With respect to indicators of inflation persistence, services consumer price inflation has declined but remains elevated, at 6.0% in March. There remains considerable uncertainty around statistics derived from the ONS Labour Force Survey. It is therefore more difficult to gauge the evolution of the labour market. Based on a broad set of indicators, the MPC judges that the labour market continues to loosen but that it remains relatively tight by historical standards. Annual private sector regular average weekly earnings growth declined to 6.0% in the three months to February, although that series tends to be volatile. Alternative indicators also suggest easing pay growth.

Twelve-month CPI inflation fell to 3.2% in March from 3.4% in February. CPI inflation is expected to return to close to the 2% target in the near term, but to increase slightly in the second half of this year, to around 2½%, owing to the unwinding of energy-related base effects. There continue to be upside risks to the near-term inflation outlook from geopolitical factors, although developments in the Middle East have had a limited impact on oil prices so far.

Conditioned on market interest rates and reflecting a margin of slack in the economy, CPI inflation is projected to be 1.9% in two years’ time and 1.6% in three years in the May Report.

The MPC’s remit is clear that the inflation target applies at all times, reflecting the primacy of price stability in the UK monetary policy framework.
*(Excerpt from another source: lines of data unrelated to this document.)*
PR #281, opened 2019-10-08
Conceptual Doc: Executor

shawntabrizi:
Here is a doc on the Substrate Executor which goes into details about Wasm and Native Runtime, and ultimately finishes with Runtime Upgrades.

### DIFF
--- a/docs/conceptual/core/executor.md
+++ b/docs/conceptual/core/executor.md
@@ -2,8 +2,91 @@
 title: Executor
 ---
 
-* Runtime Versioning
+The executor is responsible for dispatching and executing calls into the Substrate runtime.
 
-* Native VS Wasm Execution
+## Runtime Execution
 
-* Forkless Runtime Upgrades
+The Substrate runtime is compiled into a native executable and a WebAssembly (Wasm) binary.
+
+The native runtime is included as part of the node executable, while the Wasm binary is stored on the blockchain under a well known storage key.
+
+These two representations of the runtime may not be the same. For example: when the runtime is upgraded. The executor determines which version of the runtime to use when dispatching and executing calls.
+
+### Execution Strategy
+
+Substrate allows you to configure an execution strategy during different parts of the blockchain execution process. The strategies are:
+
+- `Native`: Execute with native build (if available, WebAssembly otherwise).
+- `Wasm`: Only execute with the WebAssembly build.
+- `Both`: Execute with both native (where available) and WebAssembly builds.
+- `NativeElseWasm`: Execute with the native build if possible; if it fails, then execute with WebAssembly.
+
+The default execution strategies for the different parts of the blockchain execution process are:
+
+- Syncing: `NativeElseWasm`
+- Block Import: `NativeElseWasm`
+- Block Construction: `Wasm`
+- Off-Chain Worker: `Native`
+- Other: `Native`
+
+### Wasm Execution
+
+The Wasm representation of the Substrate runtime is considered the canonical runtime. Because this Wasm runtime is placed in the blockchain storage, the network must come to consensus about this binary. Thus it can be verified to be consistent across all syncing nodes.
+
+The Wasm execution environment is more restrictive than the native execution environment, because it makes few assumptions about the target machine it will run on. For example, the Wasm runtime always executes in a 32-bit environment.
+
+For these reasons, the blockchain prefers to do block construction with the Wasm runtime even though Wasm execution is measurably slower than native execution. Wasm execution can help to ensure that block producers create valid blocks.
+
+### Native Execution
+
+For all other execution processes other than block construction, the native runtime is preferred since it is more performant. However, in any situation where the executor determines the native executable should not be run, the canonical Wasm runtime is chosen instead.
+
+## Runtime Upgrades
+
+The Substrate runtime is designed to be upgraded so that you can continue to iterate on your state transition function even after your blockchain goes live.
+
+### Runtime Versioning
+
+In order for the executor to be able to select the appropriate runtime execution environment, it needs to know the name and version of both the native and Wasm runtime.
+
+The runtime provides the following versioning properties:
+
+- `spec_name`: The identifier for the different Substrate runtimes.
+
+- `impl_name`: The name of the implementation of the spec. This is of little consequence for the node and serves only to differentiate code of different implementation teams.
+
+- `authoring_version`: The version of the authorship interface. An authoring node will not attempt to author blocks unless this is equal to its native runtime.
+
+- `spec_version`: The version of the runtime specification. A full-node will not attempt to use its native runtime in substitute for the on-chain Wasm runtime unless all of `spec_name`, `spec_version`, and `authoring_version` are the same between Wasm and native.
+
+- `impl_version`: The version of the implementation of the specification. Nodes are free to ignore this; it serves only as an indication that the code is different; as long as the other two versions are the same then while the actual code may be different, it is nonetheless required to do the same thing. Non-consensus-breaking optimizations are about the only changes that could be made which would result in only the `impl_version` changing.
+
+As mentioned above, the executor always verifies that the native runtime has the same consensus-driven logic before it chooses to execute it, independent of whether the version is higher or lower.
+
+> **Note:** The runtime versioning is manually set. Thus the executor can still make inappropriate decisions if the runtime version is misrepresented.
+
+### Forkless Runtime Upgrades
+
+Traditional blockchains require a [hard fork](https://en.wikipedia.org/wiki/Fork_(blockchain)) when upgrading the state transition function of their chain. This requires node operators to stop their nodes and manually upgrade to the latest executable. For distributed production networks, coordination of a hard fork upgrades can be a complex process.
+
+The culmination of the properties listed on this page allows for Substrate-based blockchains to perform "forkless runtime upgrades". This means that the upgrade of the runtime logic can happen in real time without causing a fork in the network.
+
+To perform a forkless runtime upgrade, Substrate uses existing runtime logic to update the Wasm runtime stored on the blockchain to a new version with new logic. This upgrade gets pushed out to all syncing nodes on the network as a part of the consensus process. Once the Wasm runtime is upgraded, the executor will see that the native runtime version no longer matches this new Wasm runtime. As a result, it will fall back to execute the canonical Wasm runtime instead of using the native runtime in any of the execution processes.
+
+## Next Steps
+
+### Learn More
+
+* Learn more about
+
+### Examples
+
+TODO
+
+### References
+
+* Check out the different [Execution Strategies](https://substrate.dev/rustdocs/master/substrate_service/config/struct.ExecutionStrategies.html).
+
+* Take a look at the different [Execution Strategy Options](https://substrate.dev/rustdocs/master/substrate_client/enum.ExecutionStrategy.html)
+
+* Review the [Runtime Version definition](https://substrate.dev/rustdocs/master/substrate_executor/struct.RuntimeVersion.html).
--- a/docs/conceptual/core/executor.md
+++ b/docs/conceptual/core/executor.md
@@ -15,7 +15,7 @@ binary is stored on the blockchain under a well known storage key.
 
 These two representations of the runtime may not be the same. For example: when
 the runtime is upgraded. The executor determines which version of the runtime to
-use when dispatching and executing calls.
+use when dispatching calls.
 
 ### Execution Strategy
 
@@ -49,7 +49,7 @@ consistent across all syncing nodes.
 
 The Wasm execution environment can be more restrictive than the native execution
 environment. For example, the Wasm runtime always executes in a 32-bit
-environment with a 4 GB memory limit.
+environment with a configurable memory limit (up to 4 GB).
 
 For these reasons, the blockchain prefers to do block construction with the Wasm
 runtime even though Wasm execution is measurably slower than native execution.
--- a/docs/conceptual/core/executor.md
+++ b/docs/conceptual/core/executor.md
@@ -24,7 +24,8 @@ execution environment should be used. This is controlled by the execution
 strategy, which can be configured for the different parts of the blockchain
 execution process. The strategies are:
 
-- `Native`: Execute with native build (if available, WebAssembly otherwise).
+- `Native`: Execute with native build (if available, WebAssembly otherwise); if
+  it fails, do not fallback to Wasm.
 - `Wasm`: Only execute with the WebAssembly build.
 - `Both`: Execute with both native (where available) and WebAssembly builds.
 - `NativeElseWasm`: Execute with the native build if possible; if it fails, then
@@ -52,7 +53,9 @@ environment with a 4 GB memory limit.
 
 For these reasons, the blockchain prefers to do block construction with the Wasm
 runtime even though Wasm execution is measurably slower than native execution.
-Wasm execution can help to ensure that block producers create valid blocks.
+Some logic executed in Wasm will always work in the native execution
+environment, but the same cannot be said the other way around. Wasm execution
+can help to ensure that block producers create valid blocks.
 
 ### Native Execution
 
@@ -73,7 +76,8 @@ In order for the executor to be able to select the appropriate runtime execution
 environment, it needs to know the `spec_name`, `spec_version` and
 `authoring_version` of both the native and Wasm runtime.
 
-The runtime provides the following [versioning properties](https://substrate.dev/rustdocs/master/sr_version/struct.RuntimeVersion.html):
+The runtime provides the following [versioning
+properties](https://substrate.dev/rustdocs/master/sr_version/struct.RuntimeVersion.html):
 
 - `spec_name`: The identifier for the different Substrate runtimes.
 
--- a/docs/conceptual/core/executor.md
+++ b/docs/conceptual/core/executor.md
@@ -2,26 +2,36 @@
 title: Executor
 ---
 
-The executor is responsible for dispatching and executing calls into the Substrate runtime.
+The executor is responsible for dispatching and executing calls into the
+Substrate runtime.
 
 ## Runtime Execution
 
-The Substrate runtime is compiled into a native executable and a WebAssembly (Wasm) binary.
+The Substrate runtime is compiled into a native executable and a WebAssembly
+(Wasm) binary.
 
-The native runtime is included as part of the node executable, while the Wasm binary is stored on the blockchain under a well known storage key.
+The native runtime is included as part of the node executable, while the Wasm
+binary is stored on the blockchain under a well known storage key.
 
-These two representations of the runtime may not be the same. For example: when the runtime is upgraded. The executor determines which version of the runtime to use when dispatching and executing calls.
+These two representations of the runtime may not be the same. For example: when
+the runtime is upgraded. The executor determines which version of the runtime to
+use when dispatching and executing calls.
 
 ### Execution Strategy
 
-Before runtime execution begins, the Substrate client passes to the executor an execution strategy. Substrate allows you to configure an execution strategy during different parts of the blockchain execution process. The strategies are:
+Before runtime execution begins, the Substrate client chooses which runtime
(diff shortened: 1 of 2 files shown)


docs/conceptual/core/executor.md
```diff
@@ -2,8 +2,91 @@
...
 
-* Forkless Runtime Upgrades
\ No newline at end of file
+The Substrate runtime is compiled into a native executable and a WebAssembly (Wasm) binary.
+
+The native runtime is included as part of the node executable, while the Wasm binary is stored on the blockchain under a well known storage key.
+
+These two representations of the runtime may not be the same. For example: when the runtime is upgraded. The executor determines which version of the runtime to use when dispatching and executing calls.
+
+### Execution Strategy
```
bkchr: Conceptually, this happens above the executor. The executor just gets the information on how a function should be executed.

docs/conceptual/core/executor.md
```diff
@@ -2,8 +2,91 @@
...
+- Block Import: `NativeElseWasm`
+- Block Construction: `Wasm`
+- Off-Chain Worker: `Native`
+- Other: `Native`
+
+### Wasm Execution
+
+The Wasm representation of the Substrate runtime is considered the canonical runtime. Because this Wasm runtime is placed in the blockchain storage, the network must come to consensus about this binary. Thus it can be verified to be consistent across all syncing nodes.
+
+The Wasm execution environment is more restrictive than the native execution environment, because it makes few assumptions about the target machine it will run on. For example, the Wasm runtime always executes in a 32-bit environment.
```
bkchr: It does not makes assumptions about the target machine. Wasm is a vm that dictates the environment, 32bit, max 4gb etc. But you can run the VM everywhere you want.

docs/conceptual/core/executor.md
```diff
@@ -2,8 +2,91 @@
...
+
+For these reasons, the blockchain prefers to do block construction with the Wasm runtime even though Wasm execution is measurably slower than native execution. Wasm execution can help to ensure that block producers create valid blocks.
+
+### Native Execution
+
+For all other execution processes other than block construction, the native runtime is preferred since it is more performant. However, in any situation where the executor determines the native executable should not be run, the canonical Wasm runtime is chosen instead.
```
bkchr: Hmm, this "determines", I would rewrite this. The executor does not uses the native when it is told or when the version of the native is not compatible with the requested runtime version.

docs/conceptual/core/executor.md
```diff
@@ -2,8 +2,91 @@
...
+
+## Runtime Upgrades
+
+The Substrate runtime is designed to be upgraded so that you can continue to iterate on your state transition function even after your blockchain goes live.
+
+### Runtime Versioning
+
+In order for the executor to be able to select the appropriate runtime execution environment, it needs to know the name and version of both the native and Wasm runtime.
```
bkchr:
```suggestion
In order for the executor to be able to select the appropriate runtime execution environment, it needs to know the `spec_name`, `spec_version` and `authoring_version` of both the native and Wasm runtime.
```

docs/conceptual/core/executor.md
```diff
@@ -2,8 +2,91 @@
...
+
+### Forkless Runtime Upgrades
+
+Traditional blockchains require a [hard fork](https://en.wikipedia.org/wiki/Fork_(blockchain)) when upgrading the state transition function of their chain. This requires node operators to stop their nodes and manually upgrade to the latest executable. For distributed production networks, coordination of a hard fork upgrades can be a complex process.
+
+The culmination of the properties listed on this page allows for Substrate-based blockchains to perform "forkless runtime upgrades". This means that the upgrade of the runtime logic can happen in real time without causing a fork in the network.
+
+To perform a forkless runtime upgrade, Substrate uses existing runtime logic to update the Wasm runtime stored on the blockchain to a new version with new logic. This upgrade gets pushed out to all syncing nodes on the network as a part of the consensus process. Once the Wasm runtime is upgraded, the executor will see that the native runtime version no longer matches this new Wasm runtime. As a result, it will fall back to execute the canonical Wasm runtime instead of using the native runtime in any of the execution processes.
```
bkchr: If you just update the `impl_version`, you can still use the native version, even after an upgrade.

docs/conceptual/core/executor.md
shawntabrizi: Hmm, is this true?

We are talking about the Execution strategy here or the version lookup?

In the code, I see that `executor/src/native_executor.rs` calls the function `can_call_with`

Which ultimately does the version lookup logic:

```
	pub fn can_call_with(&self, other: &RuntimeVersion) -> bool {
		self.spec_version == other.spec_version &&
		self.spec_name == other.spec_name &&
		self.authoring_version == other.authoring_version
	}
```

This is what I meant by it "deciding"

shawntabrizi: I think this topic is relevant, so I will simply specify that this happens from the client when it calls the executor. Is that okay?

docs/conceptual/core/executor.md
shawntabrizi: Dumb question, but can I run the Wasm on a machine which does not have at least these specifications? For example a device with only 1 GB of memory.

docs/conceptual/core/executor.md
shawntabrizi: I clarified to say:

```
Once the Wasm runtime is upgraded, the executor will see that the native runtime `spec_name`, `spec_version`, or `authoring_version` no longer matches this new Wasm runtime.
```

The alternative was to say "consensus-breaking logic", but this is probably less explicit.

docs/conceptual/core/executor.md
shawntabrizi: Updated

docs/conceptual/core/executor.md
shawntabrizi: I added "Before runtime execution begins, the Substrate client passes to the executor an execution strategy."

docs/conceptual/core/executor.md
bkchr: Yes, why not? If you would need 4gb, you would need to give 3gb of swap.
But substrate also does not gives the runtime 4gb of memory, this can be controlled. I think the default should be something around 65mb. But don't quote me on this number.

docs/conceptual/core/executor.md
bkchr: The executor does not know anything about execution strategies. Just if it should try to use native, not more.

shawntabrizi: > Before runtime execution begins, the Substrate client chooses which runtime execution environment should be used. This is controlled by the execution strategy, which can be configured for the different parts of the blockchain execution process. The strategies are: ...

Better? Again, I would want to confirm that you agree talking about the execution strategy stuff totally makes sense here, even though it happens above the executor.

I just need to make sure the wording is accurate and understandable.

docs/conceptual/core/executor.md
shawntabrizi: So then this is false:

> The Wasm execution environment can be more restrictive than the native execution environment. For example, the Wasm runtime always executes in a 32-bit environment with a 4 GB memory limit.

I could simply omit any "example" if it is not accurate.

docs/conceptual/core/executor.md
bkchr: Yeah that is okay. It is almost good. Could we just replace "choose" with "propose" or something similar. Because, even when you choose native, but the executor finds a version mismatch, it executes it in wasm.

docs/conceptual/core/executor.md
```diff
@@ -2,8 +2,147 @@
...
+The Wasm representation of the Substrate runtime is considered the canonical
+runtime. Because this Wasm runtime is placed in the blockchain storage, the
+network must come to consensus about this binary. Thus it can be verified to be
+consistent across all syncing nodes.
+
+The Wasm execution environment can be more restrictive than the native execution
+environment. For example, the Wasm runtime always executes in a 32-bit
+environment with a 4 GB memory limit.
+
+For these reasons, the blockchain prefers to do block construction with the Wasm
```
kianenigma: This sort of implies: 

> for the reason of wasm being much more limited 

 Then 

> the blockchain prefers to do block construction with the Wasm

While I suppose you are referring to the fact that wasm runtime is canonical and hence it must be used as the production reference, despite being slower.

docs/conceptual/core/executor.md
```diff
@@ -2,8 +2,147 @@
...
+The Substrate runtime is designed to be upgraded so that you can continue to
+iterate on your state transition function even after your blockchain goes live.
+
+### Runtime Versioning
+
+In order for the executor to be able to select the appropriate runtime execution
+environment, it needs to know the `spec_name`, `spec_version` and
+`authoring_version` of both the native and Wasm runtime.
+
+The runtime provides the following versioning properties:
```
kianenigma: I would add a link from here to https://github.com/paritytech/substrate/blob/f3a830d3e37d78a869c78c037cc2ac6f0c4e5ddd/node/runtime/src/lib.rs#L79 maybe (it for sure helped me understand better when I peaked at this code)

kianenigma: I assume better to do it from crates.parity.io

shawntabrizi: Added a link to here: https://substrate.dev/rustdocs/master/sr_version/struct.RuntimeVersion.html

docs/conceptual/core/executor.md
shawntabrizi: I don't think I mentioned anything about "slow" here.

I am simply saying that Wasm is more restrictive, as in something executed in Wasm will always work in Native, but not vice-versa.

Hence, to create fully compatible blocks with all nodes, you must use Wasm.

shawntabrizi:
Waiting for an approval here to merge

docs/conceptual/core/executor.md
```diff
@@ -2,8 +2,147 @@
...
+use when dispatching and executing calls.
+
+### Execution Strategy
+
+Before runtime execution begins, the Substrate client proposes which runtime
+execution environment should be used. This is controlled by the execution
+strategy, which can be configured for the different parts of the blockchain
+execution process. The strategies are:
+
+- `Native`: Execute with native build (if available, WebAssembly otherwise).
```
brunoffranca: Isn't this strategy equal to NativeElseWasm? I don't understand the difference.

docs/conceptual/core/executor.md
```diff
@@ -2,8 +2,147 @@
...
+### Wasm Execution
+
+The Wasm representation of the Substrate runtime is considered the canonical
+runtime. Because this Wasm runtime is placed in the blockchain storage, the
+network must come to consensus about this binary. Thus it can be verified to be
+consistent across all syncing nodes.
+
+The Wasm execution environment can be more restrictive than the native execution
+environment. For example, the Wasm runtime always executes in a 32-bit
+environment with a 4 GB memory limit.
```
brunoffranca: The 4 GB memory limit is useful information to have on other docs.

docs/conceptual/core/executor.md
```diff
@@ -2,8 +2,147 @@
...
+- `NativeElseWasm`: Execute with the native build if possible; if it fails, then
+  execute with WebAssembly.
+
+The default execution strategies for the different parts of the blockchain
+execution process are:
+
+- Syncing: `NativeElseWasm`
+- Block Import: `NativeElseWasm`
+- Block Construction: `Wasm`
+- Off-Chain Worker: `Native`
```
brunoffranca: This seems to contradict what is said on the high-level docs (https://substrate.dev/docs/en/overview/off-chain-workers), where it says that "With a sandboxed Wasm execution environment, off-chain workers are fully secure...". It seems to imply that off-chain workers are always executed with Wasm.

shawntabrizi: This is a good point, I will follow up.

docs/conceptual/core/executor.md
shawntabrizi: What other docs?

docs/conceptual/core/executor.md
shawntabrizi: The difference is that if the native execution fails, it does _not_ try Wasm execution.

You think it would help to write this explicitly?

brunoffranca: Ok, I get it now. Native only checks availability of the native build, while NativeElseWasm checks availability and correct execution.
Maybe writing it a bit more explicitly would help, they definitely seem the same on a first read.

docs/conceptual/core/executor.md
brunoffranca: Maybe the high level docs or the recipes. I'm just saying this because on one of my modules I have a Vec as a storage value. That Vec could reach 4 GB, knowing that there is a 4 GB limit I can try another solution. Or maybe adding checks to make sure that the Vec doesn't reach 4 GB.

brunoffranca: Now that I think about, having the information that it is a 32-bit environment is also important. A Vec can easily reach 2**32 elements. This would make the runtime panic. So, I would also need to add a check to prevent the Vec from reaching 2**32 elements.

bkchr: How can a vec easily reach 2^32 elements? You will run into problems much earlier. Such a huge state, that need to be synchronized between all nodes, will kill your blockchain already much earlier.

brunoffranca: Hmm, I will correct my previous position. If a vec reaches 2^32 elements, given that the minimum element size is 1 byte, it would panic because it would exceed the 4 GB limit.
But other than that, reaching 2^32 elements or 4 GB is not that hard in a blockchain. 2^32 is ~4 billion. Ethereum currently has 80 million addresses. That's only a difference of 50x, it's not hard to imagine that it will reach 4 billion over the next few years.
Also, I couldn't find the current size of Ethereum's state (and so correct me if I'm wrong), but with 80 million addresses it has to be bigger than 4 GB by now (an average size of 50 bytes per address would be enough to exceed 4 GB).

bkchr: No one says that the state can not be bigger, you can just not load 80 million addresses at once. That would not work from the memory perspective and also you would not have the computational power to load all these addresses in the small time frame you have for building a block.

kianenigma: yeah -- even with an infinitely large state, if there is a code that wants to load 4GB into a Vec, and that code fails, I don't really blame the system but rather the code. In the context of a blockchain that really should not happen. 

Maybe offchain which also runs in wasm could be a catch here.

brunoffranca: Hmm, ok. I think I misunderstood the memory limit. Then it's a limit on the working memory, not on the state size. If instead of using a Vec, I implement the same data structure using a StorageMap and a StorageValue, I don't have any limit on size or number of elements. Am I thinking correctly?

bkchr: Yes.

docs/conceptual/core/executor.md
shawntabrizi: The answer I got is:

> The offchain stuff needs to be compatible with both (like the runtime itself). I was told that main use cases for offchain workers will require a lot of performance though, so they might only be run natively. However I was sure that the strategy is NativeElseWasm, I think we can safely change it to be more inclusive, but if we actually introduce some heavy computations it might require the validators to actually run in native only.

So the answer is that we will update the config. Remember that even `Native` setting will run Wasm if Native is not available.

docs/conceptual/core/executor.md
shawntabrizi: @brunoffranca I think the thing you are asking for, and makes sense, is a separate page just on Wasm and the Wasm environment in Substrate.

Maybe the set of assumptions about Wasm in Substrate, limitations/settings, difference between Contract and Runtime and Offchain Worker, etc... Use of Wasmi and soon Lightbeam.

Maybe there is even a seperate Wasm section which has all these subsections.

Would that solve your ask?

docs/conceptual/core/executor.md
shawntabrizi: Updated

docs/conceptual/core/executor.md
brunoffranca: Well, my initial concern about the Wasm execution environment was unfounded. And even if it wasn't, the limits would only matter in edge cases (ie: my whole thing with the 4 GB Vec). So an entire page on the Wasm environment will probably not be useful for most people (who just want to learn how to create their own modules).
That being said, it would be something interesting to read. I always like to learn what I can about the Substrate core, even if I don't really interact with it.

docs/conceptual/core/executor.md
```diff
@@ -2,8 +2,151 @@
...
+The native runtime will only be used by the executor when it is chosen as the
+execution strategy and it is compatible with the requested runtime version. For
+all other execution processes other than block construction, the native runtime
+is preferred since it is more performant. In any situation where the native
+executable should not be run, the canonical Wasm runtime is executed instead.
+
+## Runtime Upgrades
+
+The Substrate runtime is designed to be upgraded so that you can continue to
+iterate on your state transition function even after your blockchain goes live.
```
4meta5: "iterate on your state transition function"? I was thinking of either swapping `iterate on` for `adjust` or making this change (and the above one)
```suggestion
upgrade your state transition function even after your blockchain goes live.
```

docs/conceptual/core/executor.md
```diff
@@ -2,8 +2,151 @@
...
+
+The native runtime will only be used by the executor when it is chosen as the
+execution strategy and it is compatible with the requested runtime version. For
+all other execution processes other than block construction, the native runtime
+is preferred since it is more performant. In any situation where the native
+executable should not be run, the canonical Wasm runtime is executed instead.
+
+## Runtime Upgrades
+
+The Substrate runtime is designed to be upgraded so that you can continue to
```
4meta5: see comment below
```suggestion
The Substrate runtime is designed to be flexible so that you can continue to
```

docs/conceptual/core/executor.md
shawntabrizi: I don't like using upgrade twice in a sentence. Feels weird right?

I would be fine with `adjust` but would want to understand the change.

shawntabrizi: with the change below it seems fine

4meta5: I *feel* like iterate is the wrong word here. [from mwebster](https://www.merriam-webster.com/dictionary/iteration): a procedure in which repetition of a sequence of operations yields results successively closer to a desired result. Maybe it does work...

That's why I'm more in favor of changing the position of "upgrade", but idrc...

docs/conceptual/core/executor.md
```diff
@@ -2,8 +2,151 @@
...
\ No newline at end of file
+The Substrate runtime is compiled into a native executable and a WebAssembly
+(Wasm) binary.
+
+The native runtime is included as part of the node executable, while the Wasm
+binary is stored on the blockchain under a well known storage key.
+
+These two representations of the runtime may not be the same. For example: when
+the runtime is upgraded. The executor determines which version of the runtime to
+use when dispatching and executing calls.
```
bkchr: For me dispatching and executing is the same.

docs/conceptual/core/executor.md
```diff
@@ -2,8 +2,151 @@
...
+
+### Wasm Execution
+
+The Wasm representation of the Substrate runtime is considered the canonical
+runtime. Because this Wasm runtime is placed in the blockchain storage, the
+network must come to consensus about this binary. Thus it can be verified to be
+consistent across all syncing nodes.
+
+The Wasm execution environment can be more restrictive than the native execution
+environment. For example, the Wasm runtime always executes in a 32-bit
```
bkchr: While the 4gb limit is correct, substrate uses a much smaller memory limit for the runtime. (it is configurable)

shawntabrizi: Where is this configuration?

bkchr: https://github.com/paritytech/substrate/blob/master/core/primitives/storage/src/lib.rs#L59 This can be set in the runtime storage. Should be default to `1024`.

The framework recognises that there will be occasions when inflation will depart from the target as a result of shocks and disturbances. Monetary policy will ensure that CPI inflation returns to the 2% target sustainably in the medium term.

At this meeting, the Committee voted to maintain Bank Rate at 5.25%. Headline CPI inflation has continued to fall back, in part owing to base effects and external effects from goods prices. The restrictive stance of monetary policy is weighing on activity in the real economy, is leading to a looser labour market and is bearing down on inflationary pressures. Key indicators of inflation persistence are moderating broadly as expected, although they remain elevated.

Monetary policy will need to remain restrictive for sufficiently long to return inflation to the 2% target sustainably in the medium term in line with the MPC’s remit. The Committee has judged since last autumn that monetary policy needs to be restrictive for an extended period of time until the risk of inflation becoming embedded above the 2% target dissipates.

The MPC remains prepared to adjust monetary policy as warranted by economic data to return inflation to the 2% target sustainably. It will therefore continue to monitor closely indications of persistent inflationary pressures and resilience in the economy as a whole, including a range of measures of the underlying tightness of labour market conditions, wage growth and services price inflation. The Committee will consider forthcoming data releases and how these inform the assessment that the risks from inflation persistence are receding. On that basis, the Committee will keep under review for how long Bank Rate should be maintained at its current level.